Collected data entries
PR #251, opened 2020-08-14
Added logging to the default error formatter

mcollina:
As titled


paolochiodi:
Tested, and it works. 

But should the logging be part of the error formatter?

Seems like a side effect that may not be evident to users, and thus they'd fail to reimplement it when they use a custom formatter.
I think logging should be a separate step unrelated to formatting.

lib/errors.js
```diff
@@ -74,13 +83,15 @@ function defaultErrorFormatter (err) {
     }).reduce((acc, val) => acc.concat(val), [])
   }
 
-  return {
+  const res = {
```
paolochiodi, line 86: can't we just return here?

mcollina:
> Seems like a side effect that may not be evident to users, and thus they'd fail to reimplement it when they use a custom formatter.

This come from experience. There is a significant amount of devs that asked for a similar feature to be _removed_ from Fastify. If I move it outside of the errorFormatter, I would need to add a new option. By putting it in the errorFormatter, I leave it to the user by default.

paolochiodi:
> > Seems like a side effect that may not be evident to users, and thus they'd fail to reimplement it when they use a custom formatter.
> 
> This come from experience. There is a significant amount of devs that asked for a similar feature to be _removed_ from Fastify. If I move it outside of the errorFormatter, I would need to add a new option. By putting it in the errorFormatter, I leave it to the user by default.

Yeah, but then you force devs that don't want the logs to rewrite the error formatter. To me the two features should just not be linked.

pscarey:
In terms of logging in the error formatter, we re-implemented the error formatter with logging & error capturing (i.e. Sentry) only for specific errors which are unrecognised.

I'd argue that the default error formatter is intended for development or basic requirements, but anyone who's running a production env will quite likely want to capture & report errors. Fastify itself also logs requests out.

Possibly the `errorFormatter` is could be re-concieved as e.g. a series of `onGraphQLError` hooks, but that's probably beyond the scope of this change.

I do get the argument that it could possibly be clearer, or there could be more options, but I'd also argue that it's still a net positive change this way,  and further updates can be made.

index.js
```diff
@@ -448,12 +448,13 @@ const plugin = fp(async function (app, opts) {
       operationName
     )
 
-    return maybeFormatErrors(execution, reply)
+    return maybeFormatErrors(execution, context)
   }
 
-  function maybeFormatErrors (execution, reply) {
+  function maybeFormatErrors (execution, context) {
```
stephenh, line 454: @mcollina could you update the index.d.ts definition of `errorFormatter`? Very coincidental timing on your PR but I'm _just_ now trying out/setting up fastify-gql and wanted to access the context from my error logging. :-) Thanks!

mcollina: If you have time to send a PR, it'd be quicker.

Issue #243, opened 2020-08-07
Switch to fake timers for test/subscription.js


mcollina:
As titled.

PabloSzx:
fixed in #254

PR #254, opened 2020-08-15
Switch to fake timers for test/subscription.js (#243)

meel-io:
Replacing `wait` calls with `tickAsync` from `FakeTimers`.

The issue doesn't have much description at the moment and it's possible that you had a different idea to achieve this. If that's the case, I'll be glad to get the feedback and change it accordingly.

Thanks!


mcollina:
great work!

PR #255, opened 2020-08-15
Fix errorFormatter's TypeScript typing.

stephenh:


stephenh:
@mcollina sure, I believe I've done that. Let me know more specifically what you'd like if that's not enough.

...

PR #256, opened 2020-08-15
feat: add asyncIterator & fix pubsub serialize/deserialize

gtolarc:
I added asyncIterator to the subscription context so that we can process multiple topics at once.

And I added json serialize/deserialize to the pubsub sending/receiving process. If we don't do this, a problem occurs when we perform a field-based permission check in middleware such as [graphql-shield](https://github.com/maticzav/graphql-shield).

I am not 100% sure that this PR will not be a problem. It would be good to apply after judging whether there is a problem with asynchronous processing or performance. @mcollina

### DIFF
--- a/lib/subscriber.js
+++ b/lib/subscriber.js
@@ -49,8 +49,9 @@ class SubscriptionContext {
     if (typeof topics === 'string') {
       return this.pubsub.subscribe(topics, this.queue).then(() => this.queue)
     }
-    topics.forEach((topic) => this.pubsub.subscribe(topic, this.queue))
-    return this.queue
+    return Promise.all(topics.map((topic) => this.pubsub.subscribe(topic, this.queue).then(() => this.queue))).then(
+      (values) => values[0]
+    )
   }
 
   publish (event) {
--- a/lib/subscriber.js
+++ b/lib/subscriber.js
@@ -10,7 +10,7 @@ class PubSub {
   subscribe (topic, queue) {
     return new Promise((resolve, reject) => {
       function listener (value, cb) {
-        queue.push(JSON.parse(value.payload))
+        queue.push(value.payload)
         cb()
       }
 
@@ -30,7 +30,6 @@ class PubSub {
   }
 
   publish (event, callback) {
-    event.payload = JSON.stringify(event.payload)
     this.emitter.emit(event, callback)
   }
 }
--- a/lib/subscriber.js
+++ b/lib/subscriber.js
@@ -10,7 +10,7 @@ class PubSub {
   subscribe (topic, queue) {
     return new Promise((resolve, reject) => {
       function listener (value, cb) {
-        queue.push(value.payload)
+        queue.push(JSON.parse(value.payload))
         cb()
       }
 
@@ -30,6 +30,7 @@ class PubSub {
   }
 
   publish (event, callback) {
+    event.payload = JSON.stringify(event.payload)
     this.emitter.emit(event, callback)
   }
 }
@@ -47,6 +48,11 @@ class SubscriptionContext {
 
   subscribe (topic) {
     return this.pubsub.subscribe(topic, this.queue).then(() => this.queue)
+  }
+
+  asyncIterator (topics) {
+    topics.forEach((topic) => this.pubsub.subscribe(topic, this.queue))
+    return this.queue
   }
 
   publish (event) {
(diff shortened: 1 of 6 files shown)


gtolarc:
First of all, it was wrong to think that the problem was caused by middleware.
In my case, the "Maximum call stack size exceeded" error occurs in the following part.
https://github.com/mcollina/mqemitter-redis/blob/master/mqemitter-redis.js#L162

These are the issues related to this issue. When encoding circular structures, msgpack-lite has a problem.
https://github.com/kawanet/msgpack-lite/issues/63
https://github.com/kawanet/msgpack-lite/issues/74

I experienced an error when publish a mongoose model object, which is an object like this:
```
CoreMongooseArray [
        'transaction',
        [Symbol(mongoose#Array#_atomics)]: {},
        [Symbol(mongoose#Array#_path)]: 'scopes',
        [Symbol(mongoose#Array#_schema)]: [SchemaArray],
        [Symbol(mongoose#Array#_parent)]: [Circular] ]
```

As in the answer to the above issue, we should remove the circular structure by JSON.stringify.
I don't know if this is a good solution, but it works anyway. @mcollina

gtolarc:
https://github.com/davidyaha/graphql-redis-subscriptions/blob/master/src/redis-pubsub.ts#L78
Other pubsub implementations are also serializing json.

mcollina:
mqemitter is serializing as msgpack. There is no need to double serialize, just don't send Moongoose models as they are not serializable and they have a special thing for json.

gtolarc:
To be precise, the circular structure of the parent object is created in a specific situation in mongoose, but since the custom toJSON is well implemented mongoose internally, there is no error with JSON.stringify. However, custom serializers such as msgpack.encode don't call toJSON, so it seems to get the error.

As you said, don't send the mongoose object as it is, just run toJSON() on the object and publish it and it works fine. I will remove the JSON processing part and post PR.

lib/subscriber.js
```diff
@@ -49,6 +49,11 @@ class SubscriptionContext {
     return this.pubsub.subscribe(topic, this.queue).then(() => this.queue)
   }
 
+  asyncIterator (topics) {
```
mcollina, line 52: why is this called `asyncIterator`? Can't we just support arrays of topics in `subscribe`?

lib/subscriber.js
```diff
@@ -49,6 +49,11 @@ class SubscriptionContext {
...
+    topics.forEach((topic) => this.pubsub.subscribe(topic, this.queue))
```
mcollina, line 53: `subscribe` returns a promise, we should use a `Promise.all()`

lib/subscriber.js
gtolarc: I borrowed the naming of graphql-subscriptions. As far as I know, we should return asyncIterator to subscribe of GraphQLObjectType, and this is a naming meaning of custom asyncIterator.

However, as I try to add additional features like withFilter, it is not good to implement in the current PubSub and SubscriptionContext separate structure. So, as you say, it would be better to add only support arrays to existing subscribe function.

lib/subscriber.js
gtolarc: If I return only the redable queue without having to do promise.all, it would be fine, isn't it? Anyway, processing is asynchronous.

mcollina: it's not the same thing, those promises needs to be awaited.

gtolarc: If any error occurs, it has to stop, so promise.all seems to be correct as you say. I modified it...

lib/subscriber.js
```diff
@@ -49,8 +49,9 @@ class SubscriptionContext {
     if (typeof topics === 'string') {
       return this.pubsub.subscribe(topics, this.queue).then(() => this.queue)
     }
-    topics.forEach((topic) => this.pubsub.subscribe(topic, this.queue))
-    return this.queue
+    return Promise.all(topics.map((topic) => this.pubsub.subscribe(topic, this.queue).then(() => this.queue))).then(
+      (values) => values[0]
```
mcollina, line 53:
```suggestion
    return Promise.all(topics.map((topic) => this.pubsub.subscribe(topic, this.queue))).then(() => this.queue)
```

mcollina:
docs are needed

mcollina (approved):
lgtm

### EXERCISE DETAILS
Show all lines from the entries that hold "logging".

### WRITTEN RESPONSE
Added logging to the default error formatter
But should the logging be part of the error formatter?
I think logging should be a separate step unrelated to formatting.
In terms of logging in the error formatter, we re-implemented the error formatter with logging & error capturing (i.e. Sentry) only for specific errors which are unrecognised.
stephenh, line 454: @mcollina could you update the index.d.ts definition of `errorFormatter`? Very coincidental timing on your PR but I'm _just_ now trying out/setting up fastify-gql and wanted to access the context from my error logging. :-) Thanks!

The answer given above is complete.